While monetary sanctions seem to be omnipresent, the harshness of both charges and collection regimes vary. The determinant factor, according to Harris is where a particular county sits on what she calls the “punishment continuum.” More liberal jurisdictions accept that many of those owing money to the courts are genuinely impoverished, cannot afford to pay their debts and should receive some sort of forgiveness. On the other hand, more conservative localities rest at the other end of the continuum. They argue that poor people make a decision not to repay their debts and must be threatened with further punishment if they fail to make their monthly payments. Nonetheless, regardless of where they sit on the continuum, virtually all jurisdictions are deeply immersed in levying monetary sanctions, collecting money and ultimately depend on this revenue for their system to function. Without taking their pound of flesh from the poor, the system would come crashing down.

While she spells out the system of monetary sanctions in great detail, Harris doesn’t dwell extensively on remedies. However, in an email interview with Truthout she offered a number of policies that could dilute the impact of monetary sanctions. Perhaps her most important proposal was quite ambitious: “States should eliminate all non-restitution fines, fees, surcharge, assessments, interest and collection charges in state superior criminal courts.” She also recommended, a change to existing policy so as to categorize all debt collection as a “civil matter” thereby making failure to pay not subject to punishment by warrants and incarceration.

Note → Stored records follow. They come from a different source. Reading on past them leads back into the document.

PR #541, opened 2021-06-29
Show check in progress warning when on CYA

zheileman:
Ticket: https://trello.com/c/gtvCFFpA

Follow-up to PR #539 to fix/improve another issue, where the CYA didn't have the "check in progress" protection, so if a user had added let's say a few cautions/convictions in the basket and for some reason they click the header, it will just start a journey from the beginning, wiping from the session all previous entered cautions/convictions, which can be very frustrating.

This has been improved by not only checking for a "disclosure_check" record `in_progress` but also a disclosure_report, because when the user reach the CYA, the current disclosure_check is marked as completed and thus this is why the in progress warning wasn't showing.

### DIFF
--- a/app/controllers/home_controller.rb
+++ b/app/controllers/home_controller.rb
@@ -8,8 +8,8 @@ class HomeController < ApplicationController
   private
 
   def in_progress_enough?
-    current_disclosure_check&.in_progress? &&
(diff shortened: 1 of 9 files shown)


Davidslv (approved):
👍 good spot, thank you!

PR #542, opened 2021-06-30
Cleanup old participants functionality

zheileman:
In the past, when we opened up the service to a limited set of users as a trial, we had a mechanism for granting these users (normally YOTs) a unique set of credentials to access the service and we also tracked how many of them accessed and used the service.

This is not needed anymore since the service is now public for all without credentials.

Big cleanup of the remaining code, and prepare for repurpose the back office for new functionality (TBD.)


Davidslv (approved):
Nice cleanup!

PR #543, opened 2021-06-30
Add a checks report to the back office

zheileman:
Very simple, and using what we had already in place, report page in the back office, listing the last 50 completed reports, ordered by completion date, with some basic information and a link to show the results.

This is behind http auth credentials (same credentials as usual) and also is totally anonymous as we don't ask or collect any personal information.

It is just a starting point in case we want to extend/improve it. And is just a page we can remove if we don't use it or need it anymore.

Screenshot 2021-06-30 at 15 16 13


Davidslv (approved):
👍 thank you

Recognizing that many of these money sanctions involve state laws, Harris noted a number of ways in which local jurisdictions could override existing penalties until legislation can be changed. These include granting amnesty for certain categories of debt, elimination of money bail which often leads to deeper debt or unnecessary incarceration, implementing a “credit” system through which fines could be paid off through monetizing positive accomplishments like completing a GED or holding a job for a specified length of time. While all of these measures could bring some temporary relief, at the heart of the matter resides the fundamental philosophical issue — a criminal legal system founded on the need to punish those who do harm rather than find ways to reduce harm and provide opportunities for people who have been justice involved.

Hinton’s and Harris’ books remind us of how far down the punitive road we have come, how systemic mass incarceration and all its concomitant harm have become. In many ways these two volumes beg the “what if” question posed by Hinton in her final chapter: “One can only imagine what the United States might look like today had the bipartisan political consensus mobilized behind the principle of ‘maximum feasible participation’ that steered the War on Poverty’s community action programs with the same level and length of commitment as they gave to the War on Crime.”